== Data to use ==
□ □ □ □ □ □ □
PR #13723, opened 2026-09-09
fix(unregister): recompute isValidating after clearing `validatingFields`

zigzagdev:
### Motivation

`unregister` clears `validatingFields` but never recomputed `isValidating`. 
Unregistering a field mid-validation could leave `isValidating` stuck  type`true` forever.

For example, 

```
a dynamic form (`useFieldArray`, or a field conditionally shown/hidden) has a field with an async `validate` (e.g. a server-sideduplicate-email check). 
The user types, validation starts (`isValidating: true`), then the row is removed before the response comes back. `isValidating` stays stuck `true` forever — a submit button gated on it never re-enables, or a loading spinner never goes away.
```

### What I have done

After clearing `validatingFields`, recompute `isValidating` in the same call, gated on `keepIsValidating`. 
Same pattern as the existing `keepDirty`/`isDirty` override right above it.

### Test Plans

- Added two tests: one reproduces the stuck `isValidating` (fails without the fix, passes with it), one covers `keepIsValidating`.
□ □ □ □ □ □ □
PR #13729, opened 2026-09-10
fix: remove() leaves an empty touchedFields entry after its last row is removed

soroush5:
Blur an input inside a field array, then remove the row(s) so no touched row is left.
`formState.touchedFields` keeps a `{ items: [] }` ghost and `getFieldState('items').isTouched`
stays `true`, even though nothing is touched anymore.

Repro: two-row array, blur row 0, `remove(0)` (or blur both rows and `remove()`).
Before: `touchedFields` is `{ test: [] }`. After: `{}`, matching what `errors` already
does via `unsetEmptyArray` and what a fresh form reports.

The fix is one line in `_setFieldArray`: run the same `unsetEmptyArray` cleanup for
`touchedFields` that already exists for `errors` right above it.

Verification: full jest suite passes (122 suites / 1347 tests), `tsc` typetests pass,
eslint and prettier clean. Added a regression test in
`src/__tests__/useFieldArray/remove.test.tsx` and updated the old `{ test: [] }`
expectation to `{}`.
□ □ □ □ □ □ □
== How to complete this task ==
The required answer is the run of lines above, starting at the line with "is touched anymore." and ending at the line with "that already exists", reproduced exactly with both ends.

== Answer for the task ==
stays `true`, even though nothing is touched anymore.

Repro: two-row array, blur row 0, `remove(0)` (or blur both rows and `remove()`).
Before: `touchedFields` is `{ test: [] }`. After: `{}`, matching what `errors` already
does via `unsetEmptyArray` and what a fresh form reports.

The fix is one line in `_setFieldArray`: run the same `unsetEmptyArray` cleanup for
`touchedFields` that already exists for `errors` right above it.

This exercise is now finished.